> [Records contained in a dataset]
PR #3930, opened 2026-04-23
chore(AI): upstream Claude.md

kkafar:
Checking into VCS, so that we have a common base to develop.


kligarski (approved):
Looks sensible. What do you think about using `AGENTS.md` and symlinking it as `CLAUDE.md`?

CLAUDE.md
```diff
@@ -0,0 +1,50 @@
...
+- `./FabricExample/` - contains an example application, we use it to showcase the library
+  capabilities and test the library. It is not published as a part of the package.
+
+- `./apps/` - extracted JS (react-native) code of the `FabricExample` application;
+  this is done to share the code with other example applications in the repository.
+
+- `./react-navigation/` - this is a Git sub-module of one of downstream libraries providing
+  complete navigation solution. It is not a part of the library.
+
+## Code conventions
```
t0maboro: Shouldn't we mention conventions for the native development?

t0maboro (approved):

CLAUDE.md
kkafar: Maybe we should. But I think it should be done separately, outside of this PR.

PR #3931, opened 2026-04-23
feat(iOS): Enable synchronous screen shadow state updates by default

kmichalikk:
## Description

This PR changes the default value for `synchronousScreenUpdatesEnabled` flag to `true`

## Changes

Updated default values for the flag in native hierarchy & JS.

N/A

## Test plan

See https://github.com/software-mansion/react-native-screens/pull/3282

## Checklist

- [ ] Ensured that CI passes

### DIFF
--- a/ios/RNSScreen.mm
+++ b/ios/RNSScreen.mm
@@ -103,6 +103,7 @@ struct ContentWrapperBox {
   _sheetsScrollView = nil;
   _sheetContentHeight = 0.0;
   _markedForUnmountInCurrentTransaction = NO;
+  _synchronousShadowStateUpdatesEnabled = YES;
 }
 
 + (RNSViewInteractionManager *)viewInteractionManagerInstance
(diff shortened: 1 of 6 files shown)


ios/RNSScreen.mm
```diff
@@ -103,6 +103,7 @@ - (void)initCommonProps
   _sheetsScrollView = nil;
   _sheetContentHeight = 0.0;
   _markedForUnmountInCurrentTransaction = NO;
+  _synchronousShadowStateUpdatesEnabled = YES;
```
t0maboro, line 106: nit: in HeaderConfig we set that directly in `initWithFrame` https://github.com/software-mansion/react-native-screens/pull/3932/changes maybe we should keep the consistency across components (I'm aware that other variables doesn't have a single convention either, so you can merge this in the current form)

t0maboro (approved):

kkafar (approved):

ios/RNSScreen.mm
kmichalikk: I'm going the other way around, moving the setter to initProps in #3932

PR #3936, opened 2026-04-24
chore(test): test-tabs-events screen with scenario

LKuchno:
## Description
Adds a test scenario for tab lifecycle events - onWillAppear, onDidAppear, onWillDisappear, and onDidDisappear. Each event is surfaced as a color-coded toast so that firing order can be verified visually on both platforms.

The scenario covers the happy-path transition sequence (which differs between iOS and Android), the edge case of re-tapping the already-active tab (no events should fire), rapid switching between tabs, and a full round-trip that produces a deterministic total toast count.

Closes: https://github.com/software-mansion/react-native-screens-labs/issues/1177

## Changes

**test-tabs-events/index.tsx**
New test screen with three tabs sharing a single TabScreen component. Each tab registers all four lifecycle callbacks via makeCallbacks, which pushes a color-coded toast per event using ToastProvider. 

**test-tabs-events/scenario.md**
Manual test scenario with five sections: baseline initial appearance, three happy-path tab transitions, re-tapping the active tab (no events expected), rapid switching, and a full round-trip. D

**single-feature-tests/tabs/index.ts**
Registered testTabsEvents in the tabs scenario group so the screen is reachable from the test navigator.


apps/src/tests/single-feature-tests/tabs/test-tabs-events/scenario.md
```diff
@@ -0,0 +1,121 @@
...
+
+2. Tap **Tab B** in the tab bar.
+
+- [ ] Expected: The content area switches to show "TabB". Four toast
+  notifications appear in order specific platform:
+  - `TabB: onWillAppear` (green background)
+  - `TabA: onWillDisappear` (light navy background)
+  - `TabB: onDidAppear` (light blue background)
+  - `TabA: onDidDisappear` (dark navy background)
+
```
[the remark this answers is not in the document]
LKuchno: https://github.com/software-mansion/react-native-screens/pull/3936/changes/d6891d7a81676d2160533df266500e79ef81b1dc#diff-c5cb399558d7360315af7b772609bee53983a570e6c86dc43d95649f4b4bcefc

apps/src/tests/single-feature-tests/tabs/test-tabs-events/index.tsx
```diff
@@ -0,0 +1,122 @@
...
+  DEFAULT_TAB_ROUTE_OPTIONS,
+  useTabsNavigationContext,
+} from '@apps/shared/gamma/containers/tabs';
+import { CenteredLayoutView } from '@apps/shared/CenteredLayoutView';
+import { ToastProvider, useToast } from '@apps/shared/';
+import { Colors } from '@apps/shared/styling';
+
+const scenarioDescription: ScenarioDescription = {
+  name: 'Tabs lifecycle events',
+  key: 'test-tabs-events',
```
kkafar: This test does not check all the events. I'd suggest adding a quantifier-part here: `test-tabs-native-view-lifecycle-events` or just `test-tabs-lifecycle-events`. `test-tabs-events` suggest too broad scope.

apps/src/tests/single-feature-tests/tabs/test-tabs-lifecycle-events/scenario.md
```diff
@@ -0,0 +1,149 @@
...
+  1. `TabX: onWillDisappear`
+  2. `TabX: onDidDisappear`
+  3. `TabY: onWillAppear`
+  4. `TabY: onDidAppear`
+- Toasts stack and dismiss automatically. To dismiss a toast manually,
+  tap it. Toast background colors by event type:
+  `onWillAppear` — green, `onWillDisappear` — light navy,
+  `onDidAppear` — light blue, `onDidDisappear` — dark navy.
+- Re-tapping the currently active tab must not fire any lifecycle events.
+
```
kkafar, line 42: Thats problematic.

I believe this is how it works currently, but on Android I believe this might depend on exact transition type. Something to be researched. 

I wonder what we should do right now. Maybe let's just proceed, have this tested and described. Later, if we ever decide to modify the event order here -> we will just update the test.

kkafar (commented):
Just a naming suggestion. 

Looks good overall. Thank you.

apps/src/tests/single-feature-tests/tabs/test-tabs-lifecycle-events/scenario.md
LKuchno: I can provide list of expected event without mention in which order they should appear, maybe just note that onWill% event for particular tab should appear before onDid% - what do you think?
I had problem with this part as well. First is stability of it second clearness during test execution.

LKuchno: After discussion I keep scenario in current shape.

apps/src/tests/single-feature-tests/tabs/test-tabs-events/index.tsx
LKuchno: https://github.com/software-mansion/react-native-screens/pull/3936/changes/077b4ab6c0bdd152a626f97a76870eaf90b635d7

apps/src/tests/single-feature-tests/tabs/index.ts
```diff
@@ -30,6 +31,7 @@ const scenarios = {
   TestTabsStaleStateUpdateRejection,
   TestTabsTabBarMinimizeBehavior,
   TestTabsTabBarControllerMode,
+  TestTabsEvents,
```
kkafar: You've changed the test name, but you also need to change the import symbol name here. It's still `TestTabsEvent`. 

This is exactly why I don't like default exports. If this had been named export, it'd be renamed automatically by LSP.

kkafar (changes requested):

apps/src/tests/single-feature-tests/tabs/index.ts
LKuchno: https://github.com/software-mansion/react-native-screens/pull/3936/changes/3cbad3d15cd98699a3218fc284718b495d5ef1ff

kkafar (approved):
Looks good. Thanks.

PR #3937, opened 2026-04-24
chore(test): e2e test-tabs-lifecycle-events

LKuchno:
## Description

Updates the test screen component and manual scenario. Adds a Detox suite for tab lifecycle events - onWillAppear, onDidAppear, onWillDisappear, onDidDisappear. Events are surfaced as numbered, color-coded toasts so that both firing order and identity can be asserted programmatically.

Closes: https://github.com/software-mansion/react-native-screens-labs/issues/1123?issue=software-mansion%7Creact-native-screens-labs%7C1183

## Changes

**e2e/single-feature-tests/tabs/test-tabs-events.e2e.ts**
Detox suite with 5 it blocks. A shared dismissToast helper waits for a toast by label and taps it. Toast labels carry numeric prefixes (1. TabA: onWillAppear) so assertions are order-sensitive. Event order assertions are branched by device.getPlatform() to account for the differing iOS / Android firing sequence. The re-tap test is Android only.

**test-tabs-events/index.tsx**
Added tabBarItemTestID to each route config (tab-a-item, tab-b-item, tab-c-item) so tab bar items are directly addressable by the E2E suite. Added testID to the content container of TabScreen, keyed by route as tabContent-{routeKey}, used to assert which tab is currently visible.

**test-tabs-events/scenario.md**
Updated E2E status from "ongoing research" to "partially automated" with notes on what is not automated.


LKuchno:
Android tests are failing because toasts and the Tabs screen list are displayed 'under' the system navigation bar on older Android versions. This test is waiting for a fix or a workaround.

FabricExample/e2e/single-feature-tests/tabs/test-tabs-lifecycle-events.e2e.ts
```diff
@@ -0,0 +1,95 @@
+import { device, expect, element, by } from 'detox';
+import { selectSingleFeatureTestsScreen } from '../../e2e-utils';
+
+async function tapTab(label: string) {
+  if (device.getPlatform() === 'android') {
+    await element(by.text(`Tab ${label}`)).tap();
```
kkafar: doesn't tapping by id work on Android? Is this something we need to work on? I believe @kmichalikk added the testID for tabs on Android also.

FabricExample/e2e/single-feature-tests/tabs/test-tabs-events.e2e.ts
```diff
@@ -0,0 +1,95 @@
...
+  await waitFor(element(by.label(message)))
+    .toBeVisible()
+    .withTimeout(3000);
+  await element(by.label(message)).tap();
+}
+
+describe('Tabs lifecycle events', () => {
+  beforeAll(async () => {
+    await device.reloadReactNative();
+    await selectSingleFeatureTestsScreen('Tabs', 'test-tabs-events');
```
kkafar: If we change name of the test, this will need to be updated.

kkafar (commented):
Looks good. But let's first land #3936 and update this PR before we land it.

FabricExample/e2e/single-feature-tests/tabs/test-tabs-events.e2e.ts
LKuchno: https://github.com/software-mansion/react-native-screens/pull/3937/changes/9868f42d5d0fa0f6f20ddb0bd3de03913a491c12

FabricExample/e2e/single-feature-tests/tabs/test-tabs-lifecycle-events.e2e.ts
LKuchno: When I was writing this test I think there was problem with it, but now it works correctly.
I've changed this part of code to tap element by testID. 
https://github.com/software-mansion/react-native-screens/pull/3937/changes/06824d061255cb13ac3888b9888f7ac964ab6165

kkafar (approved):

> [PROBLEM TO SOLVE] What needs duplicating is the run of lines from the one containing "LKuchno: When I" through the last line of the entries above, exact and complete.

> [RESPONSE AREA]
LKuchno: When I was writing this test I think there was problem with it, but now it works correctly.
I've changed this part of code to tap element by testID. 
https://github.com/software-mansion/react-native-screens/pull/3937/changes/06824d061255cb13ac3888b9888f7ac964ab6165

kkafar (approved):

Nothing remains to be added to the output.